- Exercise objective
What follows is a block of records; restate each one word for word.

- Information supplied
=== Section Start ===

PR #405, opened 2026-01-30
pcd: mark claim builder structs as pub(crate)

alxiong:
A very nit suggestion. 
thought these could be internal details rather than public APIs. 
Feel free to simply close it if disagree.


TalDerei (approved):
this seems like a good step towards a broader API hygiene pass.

=== Section End ===

- Answer for this exercise
PR #405, opened 2026-01-30
pcd: mark claim builder structs as pub(crate)

alxiong:
A very nit suggestion. 
thought these could be internal details rather than public APIs. 
Feel free to simply close it if disagree.


TalDerei (approved):
this seems like a good step towards a broader API hygiene pass.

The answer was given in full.